Every fall, grizzly bears pack on the pounds in preparation for their winter hibernation. In humans, such extreme weight gain would likely lead to diabetes or other metabolic diseases, but the bears manage to stay healthy year after year. Their ability to remain diabetes-free, researchers have now discovered, can be chalked up to the shutting down of a protein found in fat cells. The discovery could lead to new diabetes drugs that turn off the same pathway in humans.
As people gain weight, fat, liver, and muscle cells typically become less sensitive to the hormone insulin—which normally helps control blood sugar levels—and insulin levels rise. In turn, that increased insulin prevents the breakdown of fat cells, causing a vicious cycle that can lead to full-blown insulin resistance or diabetes.

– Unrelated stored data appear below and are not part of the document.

PR #4177, opened 2019-05-27
RpcContext删除remoteApplicationName字段，新增consumerApplicationName字段

manzhizhen:
1.The name of RpcContext#remoteApplicationName is not very accurate, it will make people think that it is the application of the provider when the consumer calls the provider.
2.The application name of the consumer is no longer passed through REMOTE_APPLICATION_KEY, because REMOTE_APPLICATION_KEY is used in the routing label, referring to the application name of the provider, using the new field CONSUMER_APPLICATION_KEY

1.之前RpcContext#remoteApplicationName的名称不太准确，会让人误以为是consumer调用provider时，provider的application。所以优化成RpcContext#consumerApplicationName。
2.不再通过REMOTE_APPLICATION_KEY来传递consumer的application name，因为REMOTE_APPLICATION_KEY在路由标签中有使用，指的是provider的application name，改用新的字段CONSUMER_APPLICATION_KEY


htynkn:
I think field `remoteApplicationName` is introduced recently and haven't release, if we agree to modify it from remoteApplicationName to `consumerApplicationName`, it's better to include in 2.7.2 release

@cvictory could you have a look at this one?

manzhizhen:
> I think field `remoteApplicationName` is introduced recently and haven't release, if we agree to modify it from remoteApplicationName to `consumerApplicationName`, it's better to include in 2.7.2 release
> 
> @cvictory could you have a look at this one?

Thanks for reminding, I have already returned the mail.

AlbumenJ:
Currently `remoteApplicationName` has been publish for long time. 
I think it might not be resonable to change it while `remoteApplicationName` works fine.

PR #4187, opened 2019-05-28
2.7.2 release note

cvictory:


chickenlj:
* Introduce `CompletableFuture<Object> $invokeAsync` for `GenericService`, now, for generic call, you can use:
   1. `$invoke` for sync method call with normal return type.
   2. `$invokeAsync` for async method call with `CompletableFuture<T>` signature.

* bugfix and enhancement  https://github.com/apache/dubbo/issues/3287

Developing new diabetes drugs has been hampered by the fact that findings from many mouse models of diabetes have not translated to humans. So Kevin Corbit, a senior scientist at Thousand Oaks, California–based drug company Amgen, decided to start looking at obesity and metabolic disease in other animals. “When I was thinking about things that are quite fat, one of the first things I thought of was bears, and what they do to prepare to go into hibernation,” he says. “But of course you don’t see bears running around with diabetes and heart disease.”

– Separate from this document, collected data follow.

PR #4195, opened 2019-05-29
[WIP]Collect "cpu.user" metric

danielamorais:

Collect "cpu.user" for load balancer statistics
1. Creates a callback service: A thread inside this class is responsible for collecting CPU Usage. When the CPU Usage changes, the listener will receive a notification. 
2. Create unit test

## Verifying this change

Run CpuUsageServiceImplTest.java 


ralf0131:
UT failed, the reason is:
```
[ERROR] src/main/java/org/apache/dubbo/monitor/dubbo/CpuUsageGauge.java:[4,8] (imports) UnusedImports: Unused import - com.alibaba.metrics.Clock.
```

dubbo-monitor/dubbo-monitor-default/src/main/java/org/apache/dubbo/monitor/dubbo/MetricsFilter.java
```diff
@@ -123,6 +127,26 @@ public Result invoke(Invoker<?> invoker, Invocation invocation) throws RpcExcept
         }
     }
 
+    private void reportLbMetrics(Result result, Invoker<?> invoker, boolean isProvider) {
```
ralf0131: I think the logic of this method should be done in a dedicated thread, which will periodically update the cpu usage if necessary. 
What could be done here is just get the cpu.user data and put it into attachment.
I also think it is no necessary to create CpuUsageGauge, just use com.alibaba.metrics.os.linux.CpuUsageGaugeSet, it has done almost everything for you. You just need to make sure the com.alibaba.metrics.CachedMetricSet#refreshIfNecessary is called periodically so that you can always get the latest data.

ralf0131:
Hi,

To send data from provider to consumer, there are basically two ways. 

1) call setAttachment on invocation. The problem is that how do you know the consumer is needed or not, a solution will be if the consumer asks provider to send the data, then provide can send the data. But if consumer do not ask, you still have to start a thread to calculate the data, which is unnecsseary.

2) use server-side callback, the consumer add a listerner remotely to provider, in this call the consumer let proivder to know that consumer asks for server side data, the server then start a thread to periodically check the latest cpu, once there is a update, send cpu.user to the consumer use callback. see http://dubbo.apache.org/en-us/docs/user/demos/callback-parameter.html for more details.

Comparing with the 2 options, I think server-side call back option is better in terms of it enables the funcationality to collect server side data on demand, and the update will be sent to consumer immediately if there is a change.

dubbo-monitor/dubbo-monitor-default/src/test/java/org/apache/dubbo/monitor/dubbo/MetricsFilterTest.java
```diff
@@ -56,32 +59,32 @@
...
-        @Override
-        public Class<DemoService> getInterface() {
-            return DemoService.class;
-        }
+    private Invoker<DemoService> serviceInvoker;
 
-        public URL getUrl() {
-            return URL.valueOf("dubbo://" + NetUtils.getLocalHost() + ":20880/org.apache.dubbo.monitor.dubbo.service.DemoService");
-        }
+    @BeforeEach
```
danielamorais: @ralf0131 In the first PR, I made these changes to make it easier to create new unit tests (is using Mockito).

Should I remove this modification or open a new PR?

dubbo-cluster/src/main/java/org/apache/dubbo/rpc/cluster/loadbalance/StatisticsLoadBalance.java
```diff
@@ -0,0 +1,26 @@
...
+import java.util.HashMap;
+import java.util.List;
+import java.util.Map;
+
+public class StatisticsLoadBalance extends AbstractLoadBalance {
+
+    private Map<String, Float> cpuUsage = new HashMap<>();
+
+    public StatisticsLoadBalance() {
+        CpuUsageService cpuUsageService = new CpuUsageServiceImpl(100L, 500L);
```
danielamorais: @ralf0131 Should I add these parameters as properties that could change in this PR?

dubbo-monitor/dubbo-monitor-default/src/main/java/org/apache/dubbo/monitor/dubbo/CpuUsageServiceImpl.java
```diff
@@ -0,0 +1,42 @@
+package org.apache.dubbo.monitor.dubbo;
```
danielamorais: I'm not sure if should be at package org.apache.dubbo.monitor.dubbo; or move to dubbo-cluster

dubbo-cluster/src/main/java/org/apache/dubbo/rpc/cluster/loadbalance/StatisticsLoadBalance.java
ralf0131: Hi, I think they should be configurable.

dubbo-monitor/dubbo-monitor-default/src/main/java/org/apache/dubbo/monitor/dubbo/CpuUsageServiceImpl.java
ralf0131: Hi, I think put it under dubbo-cluster is ok.  Maybe you can create a new package called `org.apache.dubbo.rpc.cluster.loadbalance.statistics`, and put it there.

dubbo-monitor/dubbo-monitor-default/src/test/java/org/apache/dubbo/monitor/dubbo/MetricsFilterTest.java
ralf0131: If it is un-related, it would be better to create a separate one.

dubbo-cluster/src/main/java/org/apache/dubbo/rpc/cluster/loadbalance/StatisticsLoadBalance.java
```diff
@@ -0,0 +1,45 @@
...
+import org.apache.dubbo.rpc.Invocation;
+import org.apache.dubbo.rpc.Invoker;
+
+import java.util.HashMap;
+import java.util.List;
+import java.util.Map;
+
+public class StatisticsLoadBalance extends AbstractLoadBalance {
+
+    private Map<String, Float> cpuUsage = new HashMap<>();
```
guohao: There could be multi-threading invocations.
Choose an another thread-safe collection instead of HashMap.

dubbo-cluster/src/main/java/org/apache/dubbo/rpc/cluster/loadbalance/StatisticsLoadBalance.java
```diff
@@ -0,0 +1,45 @@
...
+
+    public StatisticsLoadBalance() {
+        long timeToLive = Long.parseLong(ConfigurationUtils.getProperty("time.to.live"));
+        long collectCpuUsageInMill = Long.parseLong(ConfigurationUtils.getProperty("mill.to.collect.cpu.usage"));
+        CpuUsageService cpuUsageService = new CpuUsageServiceImpl(timeToLive, collectCpuUsageInMill);
```
guohao: CpuUsageService should be created by dubbo as  a remote stub instead of 'new' directly.

dubbo-cluster/src/main/java/org/apache/dubbo/rpc/cluster/loadbalance/statistics/CpuUsageListener.java
```diff
@@ -0,0 +1,21 @@
...
+ * Unless required by applicable law or agreed to in writing, software
+ * distributed under the License is distributed on an "AS IS" BASIS,
+ * WITHOUT WARRANTIES OR CONDITIONS OF ANY KIND, either express or implied.
+ * See the License for the specific language governing permissions and
+ * limitations under the License.
+ */
+package org.apache.dubbo.rpc.cluster.loadbalance.statistics;
+
+public interface CpuUsageListener {
+    void cpuChanged(String ip, Float cpu);
```
guohao: Consider a scenario that two dubbo application running on different nodes but share  same IP( NAT ). 
Which cpu usage info will be used  here?  How to deal with this problem ?

dubbo-cluster/src/main/java/org/apache/dubbo/rpc/cluster/loadbalance/StatisticsLoadBalance.java
danielamorais: What do you think about using SPI mechanism? (http://dubbo.apache.org/en-us/blog/introduction-to-dubbo-spi.html)

dubbo-cluster/src/main/java/org/apache/dubbo/rpc/cluster/loadbalance/statistics/CpuUsageListener.java
danielamorais: Good catch, thanks. I think it should use IP and the port to avoid this.

danielamorais: @ralf0131 What do you think?

ralf0131: Hi, 

ip + port should be enough for this case.

dubbo-cluster/src/main/java/org/apache/dubbo/rpc/cluster/loadbalance/StatisticsLoadBalance.java
ralf0131: Hi, 

I did some local test, the proposed pull request could not work correctly. If you start two provider and a consumer, you can see that cpu usage is not being sent from provider to consumer.

I agree with @guohao that, we need to call the CpuUsageService remotely to add listener rather that `new` directly, and if there are multiple providers, we have to call the addListener method for each provider. 

The problem is the StatisticsLoadBalance is a bean managed by Spring, so it is impossible to get the provider ip addresses when initializing StatisticsLoadBalance class. So we have to delay the call the addListener to the `doSelect` method.

To obtain a proxy for remote service, you may checkout `org.apache.dubbo.monitor.dubbo.DubboMonitorFactory#createMonitor`, there are some example code.

Since it is lazy to obtain the cpu usage, the load balance may not working very well during the initial period of time (lack of cpu usage stat), so there should be some fall back strategies, once the cpu stat are collected, the stat based load balance can be activated.

ralf0131:
I did some further investigations. In order to establish connection between provider and consumer, we have to do several things:

* On the provider side: declare `CpuUsageService` on provider side, which expose the service to consumers.

```xml
    <dubbo:service interface="org.apache.dubbo.rpc.cluster.loadbalance.statistics.CpuUsageService" ref="cpuUsageService" connections="1" callbacks="1000">
        <dubbo:method name="addListener">
            <dubbo:argument index="1" callback="true" />
        </dubbo:method>
    </dubbo:service>
```

* On the consumer side, we have to programmably get the reference to `CpuUsageService`. Because in the dubbo-cluster module we cannot depend on a high level `ReferenceConfig` API in dubbo-config, so we have to use some low level APIs, which can be found at `org.apache.dubbo.monitor.dubbo.DubboMonitorFactory#createMonitor`.

The idea is that first randomly pick an invoker, and generate a proxy of `CpuUsageService` on that provider, then add the listener to that provider. Once we got enough stats, we can implement the load balance based on the stats.

```java

    @Override
    protected <T> Invoker<T> doSelect(List<Invoker<T>> invokers, URL url, Invocation invocation) {

        int index = (int)(invokers.size() * Math.random());
        Invoker<T> invoker = invokers.get(index);
        cpuUsage.computeIfAbsent(invoker.getUrl().getAddress(), value -> {
            URLBuilder urlBuilder = URLBuilder.from(invoker.getUrl());
            urlBuilder.setPath(CpuUsageService.class.getName());
            urlBuilder.addParameter(INTERFACE_KEY, CpuUsageService.class.getName());
            urlBuilder.addParameter("bean.name", CpuUsageService.class.getName());
            urlBuilder.addParameter(METHODS_KEY, "addListener,removeListener");
            urlBuilder.addParameters(CHECK_KEY, String.valueOf(false), REFERENCE_FILTER_KEY, "");
            urlBuilder.addParameter("addListener.1.callback", true);
            Invoker<CpuUsageService> cpuUsageInvoker = protocol.refer(CpuUsageService.class, urlBuilder.build());
            CpuUsageService cpuUsageService = proxyFactory.getProxy(cpuUsageInvoker);
            cpuUsageService.addListener("statisticsloadbalance", new CpuUsageListenerImpl());
            return 0.0f;
        });

        // TODO implement the load balance with statistics provided by the service provider.
        return invoker;
    }

    public void setProtocol(Protocol protocol) {
        this.protocol = protocol;
    }

    public void setProxyFactory(ProxyFactory proxyFactory) {
        this.proxyFactory = proxyFactory;
    }
```

Note that:

1. `protocol` and `proxyFactory` can be auto-wired, if you provider setters.
2. Not every parameters in URL matters, please explore it, however `addListener.1.callback` is important for the provider and consumer communication, it let them know that the second parameter of addListener method is a callback.
3. It is just a demo code, it is not mature, please improve it.
4. It better to use a dedicated class to implement `CpuUsageListener`, or there will be some issue during the serialization of provider-consumer communication.

dubbo-cluster/src/main/java/org/apache/dubbo/rpc/cluster/loadbalance/StatisticsLoadBalance.java
```diff
@@ -0,0 +1,69 @@
...
+        cpuUsageService.addListener("statisticsloadbalance", (ip, cpu) -> cpuUsage.put(ip, cpu));
+    }
+
+    @Override
+    protected <T> Invoker<T> doSelect(List<Invoker<T>> invokers, URL url, Invocation invocation) {
+        int index = (int)(invokers.size() * Math.random());
+        Invoker<T> invoker = invokers.get(index);
+        cpuUsage.computeIfAbsent(invoker.getUrl().getAddress(), value -> {
```
guohao: Listener will be  invalid when provider restart.  An address listener that  removes offline addresses may be needed.

danielamorais: Good catch, thanks.

danielamorais:
@ralf0131 

I made a test with 1 provider and 1 consumer. I found 2 problems in my tests:
1. After the consumer restarts, the provider doesn't collect CPU Usage anymore.
2. When is the provider side, RpcContext.getServerContext().getRemoteAddressString() returns "null:0". 

CPU usage data:
[ "null:0" -> value updated,  "some_ip:20880" -> 0.0]

* When the consumer starts,  a new invoker is added in Map<String, Float> cpuUsage. It is ok?

dubbo-consumer.xml

```xml
<dubbo:application name="demo-consumer"/>

<dubbo:registry address="multicast://224.5.6.7:1234"/>

<dubbo:protocol name="dubbo" port="20880"/>
 
<dubbo:reference id="demoService" check="false" interface="org.apache.dubbo.demo.DemoService" timeout="20000"/>
```

dubbo-provider.xml

```xml
<dubbo:application name="demo-provider"/>

<dubbo:registry address="multicast://224.5.6.7:1234" />

<dubbo:protocol name="dubbo"/>

<bean id="demoService" class="org.apache.dubbo.demo.provider.DemoServiceImpl"/>
<bean id="cpuUsageService" class="org.apache.dubbo.rpc.cluster.loadbalance.statistics.CpuUsageServiceImpl">
</bean>

<dubbo:service interface="org.apache.dubbo.demo.DemoService" ref="demoService" loadbalance="statistics"/>
<dubbo:service interface="org.apache.dubbo.rpc.cluster.loadbalance.statistics.CpuUsageService" ref="cpuUsageService" connections="1" callbacks="1000">
	<dubbo:method name="addListener">
	<dubbo:argument index="1" callback="true" />
	</dubbo:method>
</dubbo:service>
```

dubbo.properties (provider side)
```
dubbo.application.qos.port=22222
time.to.live=1000
mill.to.collect.cpu.usage=1000
```

dubbo-cluster/src/main/java/org/apache/dubbo/rpc/cluster/loadbalance/statistics/DubboCpuUsageFactory.java
```diff
@@ -0,0 +1,57 @@
...
+    @Override
+    public CpuUsageService createCpuUsageService(URL url) {
+        URLBuilder urlBuilder = URLBuilder.from(url);
+        urlBuilder.setProtocol(url.getParameter(PROTOCOL_KEY, DUBBO_PROTOCOL));
+        urlBuilder.addParameters(CHECK_KEY, String.valueOf(false), REFERENCE_FILTER_KEY, "");
+        urlBuilder.addParameter("addListener.1.callback", true);
+        urlBuilder.setPath(CpuUsageService.class.getName());
+
+        Invoker<CpuUsageService> cpuUsageInvoker = protocol.refer(CpuUsageService.class, urlBuilder.build());
+        return proxyFactory.getProxy(cpuUsageInvoker);
```
danielamorais: @ralf0131 The class which implements CpuUsageService has a default constructor that schedule the thread to collect CPU Usage. 
Questions:
1) Should I call the default constructor? Does the proxyFactory do it?
2) In dubbo-provider.xml I added:
```xml
<bean id="cpuUsageService" class="org.apache.dubbo.rpc.cluster.loadbalance.statistics.CpuUsageServiceImpl"/>
```
Will Spring/Dubbo call the factory class (DubboCpuUsageService)?

ralf0131:
> I made a test with 1 provider and 1 consumer. 

You need to have at least 2 provider and 1 consumer in order to make a load balance to work. Please check the logic of `org.apache.dubbo.rpc.cluster.support.AbstractClusterInvoker#doSelect`

> I found 2 problems in my tests:

> After the consumer restarts, the provider doesn't collect CPU Usage anymore.

This is because you registered the listener to `org.apache.dubbo.rpc.cluster.loadbalance.statistics.CpuUsageServiceImpl#listeners`, but failed to remove it when consumer restart. 

When a provider failed to send cpu usage data to a consumer, it should throw an expcetion

> When is the provider side, RpcContext.getServerContext().getRemoteAddressString() returns "null:0".  

Because the thread has been switched when `org.apache.dubbo.rpc.cluster.loadbalance.statistics.CpuUsageServiceImpl#collectCpuUsage` is called, RpcContext.getServerContext() is a thread local object. If you switch thread you will lose it. You  can consider NetUtils.getLocalHost() instead.


There is a third issue, which is mentioned by @guohao , if the provider restart, the consumer should remove the statistics from the `org.apache.dubbo.rpc.cluster.loadbalance.StatisticsLoadBalance`

dubbo-cluster/src/main/java/org/apache/dubbo/rpc/cluster/loadbalance/statistics/DubboCpuUsageFactory.java
ralf0131: Hi, why do you need to create CpuUsageFactory? I think right now it is ok to put the logic to `StatisticsLoadBalance` and refactor it later.

AlbumenJ:
@danielamorais hi, thanks for your contribution

Please merge the latest master branch to resolve conflict files.

AlbumenJ:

Corbit and scientists at the Washington State University Bear Center in Pullman measured blood sugar levels, insulin levels, body weight, and other markers of the metabolism in six captive grizzly bears before, during, and after hibernation—in October, January, and May. Surprisingly, even as each bear gained more than a hundred pounds in the fall, their cells remained sensitive to insulin, and their insulin and blood sugar levels stayed constant. In people, such an immense weight gain would likely cause insulin resistance. It wasn’t until well after they’d begun hibernating that bears experienced a temporary, seasonal episode of insulin resistance, but even that was completely reversed come springtime. “This type of physiology had never been described before and was completely opposite what’s seen in humans,” Corbit says.

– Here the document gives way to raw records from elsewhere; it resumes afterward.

PR #4225, opened 2019-05-31
fix:make sure attribute exists

jcsxky:

make sure attribute exists

## Brief changelog

when dubug or call toString method of AbstractConfig,the field may not exist.For example, when getClass refer to ReferenceBean,it will call getObject() and init method in ReferenceConfig,when it is not initialized,interfaceName is null and throws an Exception, but initialized set to be true.this will lead to service bean cannot be created successfully.

## Verifying this change

### DIFF
--- a/dubbo-config/dubbo-config-api/src/main/java/org/apache/dubbo/config/AbstractConfig.java
+++ b/dubbo-config/dubbo-config-api/src/main/java/org/apache/dubbo/config/AbstractConfig.java
@@ -590,6 +590,15 @@ public abstract class AbstractConfig implements Serializable {
                     if (MethodUtils.isGetter(method)) {
                         String name = method.getName();
                         String key = calculateAttributeFromGetter(name);
+                        /**
+                         * make sure attribute exists
+                         */
+                        try {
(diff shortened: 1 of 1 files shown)


chickenlj:
Thanks. Merged manually to avoid conflicts.

dubbo-config/dubbo-config-api/src/main/java/org/apache/dubbo/config/AbstractConfig.java
```diff
@@ -590,6 +590,15 @@ public String toString() {
                     if (MethodUtils.isGetter(method)) {
                         String name = method.getName();
                         String key = calculateAttributeFromGetter(name);
+                        /**
+                         * make sure attribute exists
+                         */
+                        try {
+                            getClass().getField(key);
```
kylixs, line 597: Some attribute does not has a corresponding field, but has a pair of getter/setter methods, e.g. String getInterface()/setInterface(String) of ReferenceConfig. 
So it’s better to check if the attribute is writable, see aslo: https://github.com/apache/dubbo/pull/8289/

When he and his collaborators analyzed levels of more molecules in the bears’ blood, liver, and fat cells, they found out what was controlling the insulin sensitivity and resistance independently from weight gain or loss: a protein called PTEN. In the fall, the bears have switched-off versions of PTEN present in their fat cells, Corbit’s team reports today in Cell Metabolism. As a result, the cells continue responding to insulin—and the signals to store sugar—even as the bears gain weight. For bears, the shutdown protein helps maximize sugar storage in their bodies for the long winter ahead.
The finding could also help humans, Corbit says. Because shutting off PTEN helps obese bears maintain insulin sensitivity, turning off the pathway in overweight people could prevent or treat diabetes, he suggests. Interestingly, he points out, a previous study found that people missing one gene for PTEN production are less likely to develop the metabolic or cardiovascular disease even as they gain weight. Those people do develop other diseases, including cancer, but Corbit suspects that’s because the PTEN levels are diminished body-wide. If scientists could turn it off only in fat cells—as bears do—these side effects might be diminished.
Metabolic disease specialist Abhimanyu Garg of the University of Texas Southwestern Medical Center in Dallas says that more evidence is needed to support any link between the bear finding and human diabetes. And you’d have to be careful with a drug that turns off PTEN, even if it’s only in fat cells, he says. Even if it could treat diabetes, it might also cause increased weight gain. After all, it helps bears store up their winter fat, Garg notes. “You might create a situation where patients are metabolically healthy but you’re trading that for joint problems and back problems and arthritis.”